Sex Experience before Marriage
I recently attended some lectures given at a secular university on the subject of preparation for a happy marriage. In one lecture it was stated that some sex experience before marriage is necessary for happiness in marriage, on the ground that by experiment one learns whether married life will be happy. Is there any truth in this? I am not a Catholic, though I read your column, and I feel that this sort of teaching can do an immense amount of harm. Do you agree?
This sort of teaching has frequently crept into marriage courses given to young people in secular colleges and universities today, and you are right about its being very damaging to all who take it even half seriously.
Both on religious and on practical grounds it can be proved that any sort of sex-experimentation before marriage is bound to result in unhappiness.
This should certainly be clear to every God-fearing, Christian boy and girl.
Impurity, the right name for “sex-experimentation” before marriage, is a violation of nature and a transgression of God’s law.
It is an inexorable law of nature and a demand of the justice of God that every sin must be atoned for, and most sins are atoned for not only in the next world, but also in this. “The wages of sin is death.” There are many forms of death by which such sins are atoned for, and one of them is the death of that true happiness, built on the love of God and obedience to His law, that is looked for in marriage.
This religious truth is forcefully confirmed by experience. We recall a statement made by the head of a modern marriage problem clinic, who professed no particularly strong religious convictions.
He said that his experience with the problems of married people forced on him the conclusion that not one in a thousand marriages that had been preceded by sex indulgence turned out to be really happy; none turned out to be as happy as marriage should be.
It stands to reason that this should be so; the law of chastity is so deeply engraved in the conscience that it cannot be violated without major repercussions on the whole personality, nor without spoiling the whole relationship of marriage.
Marriages do suffer, sometimes, from ignorance on the part of husband or wife.
Even before marriage, all ignorance about marriage should be removed by proper instruction. But sin is never a good or prudent preparation for anything.
I am a widow, thirty-one years old, with two children. Before my husband died two years ago I promised him that I would never marry again.
I did that of my own accord because I loved him so much and we had been so happy together. He never asked me to make the promise, and only smiled when I did so.
Now in the past few months I have been going out with a single man of 35, and I already know that if I continue to go with him, he will ask me to marry him.
I want to keep my promise to my husband because I feel bound by it, but at the same time I find it awfully difficult to think of giving up this new friendship. Can you advise me?
There are two things to be considered in solving this problem for yourself.

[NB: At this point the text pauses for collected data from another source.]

PR #26, opened 2026-04-04
fix: harden AgentMember config/schema deserialization against legacy records

randlee:
## Summary

- Adds persisted-data repair guide covering config/schema recovery policy
- Defines recovery rules: compatibility-only drift gets deterministic defaults; identity/routing fields remain required; non-recoverable failures preserve file/entity/parser context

The first one is this, that if you were unequivocally determined to carry out your promise and to remain single, it would be obligatory upon you not to enter into company-keeping at all.
The reason is that you would be in danger of falling into serious sin if, on the one hand, you were prepared to resist all inclinations and invitations to marry again, and at the same time you were making it possible for yourself to fall deeply in love.
It has been said here frequently that regular company-keeping is lawful only if there be a possibility of its ending in lawful marriage.
If you yourself exclude the possibility of marriage from your future, you must go the whole way and exclude regular company-keeping as well.
If you do not, you shall suffer mentally, physically, and probably morally.
The second thing to be considered is the fact that adherence to your promise, under the changed circumstances of the present, may prove to be very foolhardy and imprudent, because of your relative youth and evident inclination toward male companionship.
Unless you are motivated by deep spiritual principles, fortified by strong spiritual habits, and are willing to live a more or less secluded life for the love of God and for the sake of your children, the next ten years may be very difficult ones for you, unless you accept an invitation to marry again.
If you are a Catholic, the best thing to do is to lay your case before a confessor and permit him to decide for you.
After questioning your motives and studying your character for a while, he will be able to tell you whether you may be freed from the promise you made, and whether to marry again may not be the will of God for you.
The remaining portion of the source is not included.